→ Supplied material
::::::::

PR #533, opened 2023-10-23
feat(cli): add hostname + namespace

joroshiba:
## Summary
Adds the hostname flag into CLI, and makes the namespace configurable.

## Background
We updated charts, and currently deploying to cloud providers requires manual intervention.

## Changes
- Added the `--hostname` config flag and `ROLLUP_HOSTNAME` env var
- Added the `--namespace` config flag and `ROLLUP_NAMESPACE` env var
- Updated the `astria-cli rollup deployments list` command to list across all namespaces

## Testing
Updated automated tests.

### DIFF
--- a/crates/astria-cli/src/cli/rollup.rs
+++ b/crates/astria-cli/src/cli/rollup.rs
@@ -112,7 +112,7 @@ pub struct ConfigCreateArgs {
     pub hostname: String,
     /// Configures the k8s namespace rollup will be deployed to
     #[clap(long, env = "ROLLUP_NAMESPACE", default_value = DEFAULT_NAMESPACE)]
-    pub(crate) namespace: String,
+    pub namespace: String,
 }
 
 /// `GenesisAccountArg` is a struct that represents a genesis account to be funded.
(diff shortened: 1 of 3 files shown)


crates/astria-cli/src/cli/rollup.rs
```diff
@@ -100,6 +102,17 @@ pub struct ConfigCreateArgs {
...
+    /// configure other hosts
+    #[clap(
+        long = "hostname", 
+        env = "ROLLUP_HOSTNAME", 
+        default_value = DEFAULT_HOSTNAME
+    )]
+    pub hostname: String,
+    /// Configures the k8s namespace rollup will be deployed to
+    #[clap(long, env = "ROLLUP_NAMESPACE", default_value = DEFAULT_NAMESPACE)]
+    pub(crate) namespace: String,
```
noot, line 115: why is this `pub(crate)` but everything else is `pub`?

noot (approved):

crates/astria-cli/src/cli/rollup.rs
joroshiba: I moved it from a different config and missed. Updating.

steezeburger (approved):

PR #543, opened 2023-10-25
feat(cli): improve sequencer command set

joroshiba:
## Summary
Adds a couple commands (transfer, nonce), provides default sequencer rpc for all, and streamlines the ways to access balance.

## Background
Had to interact with the sequencer and needed more commands, found incongruence with defaults provided for rollups and found the balance `get` command to be counter intuitive.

::::::::

→ Problem to work on
A complete answer gives every line of the data that includes "crates".

→ Answer
--- a/crates/astria-cli/src/cli/rollup.rs
+++ b/crates/astria-cli/src/cli/rollup.rs
crates/astria-cli/src/cli/rollup.rs
crates/astria-cli/src/cli/rollup.rs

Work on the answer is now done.